# Yamaha MX-A5000 Amplifier Cutting Out



## txhorns13 (Jun 2, 2014)

I am setting up a 9.2 system utilizing (9) Klipsch Speakers- (2) RF 7 II, (1) RC 64, (2) KS525, (2) KL650. (2) KL525 & (2) Velodyne VDR12. These are connected to my Yamaha CX-A5000 & Yamaha MX-A5000. I am using Blue Jean cables to connect all but the subs and the Tower and center speakers. I am using monster cables to connect those. To connect the Amp to the preamp I am using monoprice XLR cables.

If I turn the volume up to a respectable level, the amp cuts off. If I try to run the YPAO setup the amp will cut off as soon as the volume starts going up.

Does anyone have any suggestions or experienced this problem?


----------



## Wayne A. Pflughaupt (Apr 13, 2006)

Those speakers are all 8-ohm and are super-efficient, so the amp should be loafing at even the most severe volume levels.

Try disconnecting one of the speakers, then running up the volume as you have been, and see what happens.

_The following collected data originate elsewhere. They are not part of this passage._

Issue #1057, opened 2026-08-25
24 of 26 landing BFF paths are unreachable, not merely unwired


chrisrogers37:
## Summary

**24 of 26 BFF paths in the landing app are unreachable** — not merely unwired. Confirmed by direct extraction, not inspection.

Surfaced by a user-path walk (mason), independently verified (navi) as part of checking a blocker list before committing engineering effort to it.

## What "unreachable" means here, and why it is stronger than "unused"

These are not endpoints nobody happens to call today. **No router could serve them**: the legacy OAuth router that would have carried them was explicitly deleted, and no replacement route matches. A request to any of them cannot reach handler code.

That distinction matters for the remedy. "Unused" argues for leaving them until something needs them. "Unreachable" means they are dead weight that reads as live surface — someone will eventually try to call one, or maintain one, or reason about the app's API surface from a list that is 24 paths larger than reality.

## Scope

- **24 of 26** confirmed exact by direct extraction. The count is the measured figure, not an estimate.
- The two remaining are not asserted either way here.

## Why this is filed separately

Then re-connect that speaker, and disconnect another one, and repeat. The idea is to try to isolate the problem to a single speaker. If you figure out which one is, then check every cable in the signal chain of that speaker, from the speaker cable itself back to the interconnect cables between the amp and pre amp. Good chance you’ll find a loose strand in the speaker cable that’s shorting to the other terminal.

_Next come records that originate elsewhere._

Issue #1061, opened 2026-08-25
A source stranded in error alerts once then goes silent forever - the stuckness is what silences it


chrisrogers37:
## Summary

A media source that flips to `error` **alerts exactly once, then goes permanently silent — and can never recover on its own.**

The mechanism is circular: the condition that makes a source stuck is the same condition that stops it reporting that it is stuck.

## The loop

Both the error-flip and the recovery live **inside** `media_sync`, and the clock only ever enqueues sources in `state = 'active'`.

1. A sync runs and raises `DriveSourceGone` / `DriveCredentialDead`. The `except` branch sets `state = 'error', alerted_at = now()` and enqueues one notification to the workspace's push bindings.
2. The source is now `error`. **The clock enqueues only `state = 'active'`**, so it is never scheduled again.
3. No sync runs, so the `except` branch never runs again — **no second alert, ever**.
4. Recovery to `active` happens *only* on the last page of a **successful** sync (`state = 'active', alerted_at = NULL, last_sync_success_at = now(), next_sync_at = …`). A sync that cannot be scheduled cannot succeed, so nothing closes the loop.

`alerted_at` is set in the error branch as a dedup field, but there is never a second alert to dedup against — the dedup is moot because the silence is total.

## Why this shape is worse than a missing alert

**The blind spot widens with severity.** A healthy source is noisy — it syncs, it reports. A source broken for a month is completely quiet, and quiet is what "fine" also looks like. An operator scanning for problems sees nothing from exactly the sources that have the worst problems.

It also defeats the obvious remedy. Re-running the sync is what a person would try, and it is precisely what the state prevents.

## Verified

Read directly on `origin/main` in `src/services/target/media_sync.py` — the `except (DriveSourceGone, DriveCredentialDead)` branch and the last-page recovery branch, both inside the sync body. Clock behaviour (`state = 'active'` only) per `063:143`.

Found by alex while planning the Drive connect flow; the sharper framing — *stuckness causes the silence* — is alex's.

## Relationship to the Drive connect-flow epic

That plan locked a fork (F4) making the connect/reconnect flow re-arm a source in the same transaction as the credential write. **That closes this loop for the connect path only.** It is the right fix for that path and explicitly not a fix for this issue: a source stranded by any other cause still has nothing to re-arm it, and still alerts once and falls silent.

This is filed separately so the fork lock does not read as having covered it.

## Fix shape

Not decided here, but the options split cleanly:

[...]

PR #1069, opened 2026-08-26
fix(sync): a stranded source keeps saying so — the stuckness was causing the silence (#1061)

chrisrogers37:
Issue #1061. **Fixes the silence, deliberately not the stuckness** — the re-arm half is fork F4 (a) and stays astrid's.

## The defect

The persistent branch sets `state='error'`, stamps `alerted_at`, enqueues one notification. Recovery to `active` happens only on a successful sync, and `fn_clock_tick` leg 4 selects `WHERE state = 'active' AND next_sync_at IS NOT NULL AND next_sync_at <= now()` (`063:143`). So an errored source is never enqueued again, the branch that alerts never runs again, and **no second alert ever fires**. A workspace whose Drive access was revoked gets one message and then silence indistinguishable from health. `alerted_at` exists as a dedup field and was deduping against an alert that never comes.

## The fix

A recurring beat `alert_stranded_sources` re-alerts sources sitting in `error` past a per-source bound (`stranded_alert_after_seconds`, 24h). Nothing on the path re-arms a source, enqueues a sync, or makes a provider call — F4 (b) was not built, and `test_the_sweep_re_alerts_but_does_not_re_arm` asserts that fence rather than describing it.

**`paused` is the acknowledgement, and it is why this is not the recurring noise (b) was rejected for.** `ck_sources_state` already admits `('active','paused','error')` and the sweep scans `error` only. A source dead on purpose is moved to `paused` and goes quiet without being revived — no schema change needed for that, it was already there. Silence then means somebody *chose* it, which is exactly the property today's behaviour destroys by making a stranded source and an acknowledged one indistinguishable.

## ⚠️ Reviewer: this is a schema change, and the trap was found by CI, not by inspection

**I originally shipped this claiming "no migration, no shared query changed", and that was wrong in a way worth knowing before you read `065`.**

`fn_clock_tick`'s recurring leg loops over `jsonb_each(p_recurring)` and mints whatever keys it finds, so a new recurring kind *looks* like configuration. It is not: the loop's body `INSERT`s into `jobs`, and `jobs.kind` is a closed CHECK. One layer being open said nothing about the layer that gates the write.

**Two constraints gate that insert, not one.** `ck_jobs_kind` is the vocabulary. `ck_jobs_system_kinds` is a biconditional — `(workspace_id IS NULL) = (kind IN <system kinds>)` — and leg 1 inserts system singletons with `workspace_id = NULL`, so widening the vocabulary **alone** leaves the row still refused. `065` widens both, puts the kind in the system group in both, and asserts both in separate postconditions; a postcondition covering only the first would report success over a clock that still aborts.

**The failure this avoids is total, not partial, and it fails first.** The recurring mint is leg 1 of five inside one `fn_clock_tick` body with a single `BEGIN…END` and **no `EXCEPTION` section**, so it opens no subtransaction: an unhandled error aborts the caller's transaction and every leg rolls back. An absent kind would not have broken its own beat — it would have stopped slot minting, credential refreshes, source syncs and reauth prompts for every workspace and provider.

That is measured, not argued. With the kind armed and the constraints unwidened, CI on `1c3f878` gave **4 failed, 3781 passed**, and the first failure was `test_clock_mints_loops_process_parked_parks_and_nothing_strands` on `assert bulk.processed >= 1` → `0 >= 1`: **`plan_slot`, leg 2, never minted.** CI reproduced the production failure mode.

**`fn_clock_tick` itself is untouched.** F4 (b) rejected widening what the tick *selects*; adding an allowed value to a constraint is a different act from changing which rows it selects.

**The abort-everything property is `fn_clock_tick`'s, not this change's** — this change merely walked into it, and ari is filing it separately. Note for whoever takes it: **reordering the legs does not fix it.** All five share one transaction, so a failure at leg 5 rolls back legs 1-4 exactly as one at leg 1 does. Only a per-leg `EXCEPTION` block isolates them, and that trades a loud total failure for a silent partial tick, so it needs a visibility story. The current order is deliberate for a different reason: the legs share one budget and each draws on what the earlier ones left, so leg 1 has first claim on `p_max`.

## The F4 seam

Closed by **shape, not timing**. Selection and the `alerted_at` stamp are a single `UPDATE … RETURNING`, notifications in the same transaction. The connect flow sets `state='active', alerted_at=NULL`, so a row it has cleared cannot match; a row this statement locks forces that UPDATE to re-evaluate after commit.

`test_the_f4_reconnect_wins_the_row_and_leaves_no_stale_stamp` drives the real interleaving rather than arguing it: P3's UPDATE **blocks** while the sweep's transaction is open, then wins the row (`active`, `alerted_at IS NULL`, so no stale stamp survives to dedup a *future* strand), exactly one notification exists — the disclosed bounded staleness — and a subsequent sweep alerts nothing. That last one matters: "the reconnect clears the row" and "the reconnect stops the alerts" are different claims, and only the second is what an operator experiences.

**Bound:** P3 is in draft, so this stands in for it with the statement it is specified to issue. If P3 lands with a different shape — a read-then-write, or two statements — this does not cover that and the seam needs re-checking.

## Verification

- **Full local suite**, not a scoped subset: `3772 passed, 16 failed, 8 skipped`. All 16 are confined to `test_telegram_service.py` and `test_target_reachability.py`, neither touched here, and **both passed in CI on this branch** (50 and 42 PASSED, 0 FAILED at `1c3f878`) — local-environment, not this change.
- The four files this touches: **60 passed** together.
- `test_the_defect_and_the_fix_in_one_pass` reaches `error` through the **real** failure path and asserts the stuckness — a second `fn_clock_tick` mints nothing — *before* asserting the fix, so the second alert is attributable to the beat rather than to the clock.
- Mutation-tested on a gated baseline (abort unless `rc 0` + exactly `7 passed` + zero collection errors): dropping the `state = 'error'` filter is killed by the F4-seam, `paused` and tenancy tests; dropping the `alerted_at` bound is killed by the bound test alone. Dev-time mutations, not shipped controls.

**Why I ran the full suite this time:** the constraint defect was caused by treating a green scoped run as a green suite. All three gates that caught it live in files I was not editing.

## One adjacent thing I am not fixing here

Four things must agree on the kind vocabulary and only one is derived. `test_registry_keys_equal_the_schema_kind_check` reads `schema_kinds()` out of `ck_jobs_kind` — which is why it caught the real defect. The other three are hand-copied lists (two in `test_work_loop.py`, one in `test_worker.py`), so adding a kind means editing three of them with no gate if you miss one. Same class as what bit me, one layer over. Stated, not actioned — one PR, one concern.


chrisrogers37 (commented):
**Approve**

Reviewed `235814e` (merged head, not the pre-conflict green). Scope note per ari's mid-review correction: point 3 (the F4 seam) is dropped — I'd independently reached the same conclusion moments before the correction landed (grepped `store_credential` and every `UPDATE media_sources` in `src/`; the only writer of `state='active', alerted_at=NULL` on current main is the pre-existing sync-success path in `media_sync.py`, nothing from #1065). So that interleaving stays hypothetical until P4, and the test that exercises it (`test_the_f4_reconnect_wins_the_row_and_leaves_no_stale_stamp`) is honestly pre-built for a mechanism that doesn't exist yet — good forward engineering, nothing to verify against production today.

**1. The migration — checked against every existing kind, not just the new one.**

Diffed `065`'s two new CHECK bodies against `056`'s original definitions word for word. `ck_jobs_kind`: the 9 tenant kinds are byte-identical, same order; the 6 original system kinds are byte-identical, same order, with `alert_stranded_sources` appended as the 7th. `ck_jobs_system_kinds`: same 6 kinds plus the identical addition. Nothing dropped, nothing reordered, exactly one value added to both — and it's added to the *system* group in both, matching "one row that sweeps every workspace" rather than the tenant shape. `machinery.py`'s SQLAlchemy `CheckConstraint` definitions are updated in lockstep, so the ORM model doesn't drift from the migration. On "nothing else that inserts into `jobs` is affected": a pure widening can't invalidate an existing valid insert by construction, and I don't see any code relying on the old constraint *rejecting* this value.

**2. The abort path — merely correct, not newly resilient, and disclosed as such.**

Grepped the whole diff for `EXCEPTION`: every hit is prose (comments/CHANGELOG) *describing* its absence — no PL/pgSQL exception block was added anywhere. Confirmed no other `.sql` file exists in this diff besides `065` (`git diff --stat -- '*.sql'` shows exactly one file, additions only) — so `fn_clock_tick`'s body, defined entirely in migration `063`, is untouched at the byte level; leg ordering, leg 1's mint loop, and the single `BEGIN…END` with no subtransaction are all exactly what they were. That means this fix's safety rests entirely on both constraints now correctly admitting the new kind — if a *future* change ever added a kind without touching both constraints (exactly branden's own near-miss), the whole tick would still abort on that kind's first mint, same as before. The PR is explicit about this rather than claiming the tick is now hardened, which is the accurate framing.

**4. Scope fence — the due-scan is untouched.**

Same evidence as above closes this directly: leg 4's `WHERE state = 'active' AND next_sync_at IS NOT NULL AND next_sync_at <= now()` lives in the same untouched `fn_clock_tick` body. F4 (b) (widening that scan to re-poll `error` sources) was rejected and nothing here reopens it — confirmed by absence, not by the docstring's claim of absence.

**Incidental but worth naming:** `scripts/tenancy_gate.py`'s new branch (classifying `DROP CONSTRAINT`/`ADD CONSTRAINT ... CHECK` as tenancy-irrelevant) is careful in the right way — it allowlists *only* the CHECK form, deliberately leaving FOREIGN KEY/UNIQUE/PRIMARY KEY additions to the stricter refusal path so a genuinely new constraint shape stays a review event rather than being silently waved through by a pattern match. Necessary here since `065` is the first migration to use this statement shape against this gate.

**Verification, run myself rather than accepted:** worktree at `235814e`, ran `test_advertised_ddl.py`, `test_lineage_lane.py`, `test_tenancy_gate.py`, `test_w6_sync_gate.py`, `test_work_loop.py`, `test_worker.py` together against real Postgres — **142 passed**, zero failures, at the exact merged SHA.

**Ari's note for the merge decision, restated because it's accurate and worth keeping attached to this PR:** with no re-arm until P4, a source already sitting in `error` today cannot recover even once a credential exists for it — only a newly-created source (born `active` per migration 053's default) syncs straight through. That's not a defect in this PR; the alerting fix and the recovery path are simply landing in separate PRs, and whoever reviews P4 should know the re-arm is the piece that closes the loop this one deliberately doesn't.

Nothing outstanding on the four points. Careful, honestly-scoped work, and the self-caught near-miss in the PR history is a good sign, not a red flag.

If all the cabling checks good, then check the speaker itself, using an ohm meter across the speaker terminals. It should show 8-ohms or thereabouts. 

Regards, 
Wayne


----------



## tonyvdb (Sep 5, 2007)

Also to add to what Wayne has said above make sure you are using the correct binding posts assigned to each channel.


----------



## txhorns13 (Jun 2, 2014)

Thank you Wayne. I will check everything using your suggestions and will let you know the outcome.

Michael


----------



## txhorns13 (Jun 2, 2014)

Thank you Tony. I will check the binding posts as I go through everything and will let you and Wayne know what the result is. I great appreciate the information.

Michael


----------



## jerybellsr (Nov 16, 2014)

Also to add to what Wayne has said above make sure you are using the correct binding posts assigned to each channel.


----------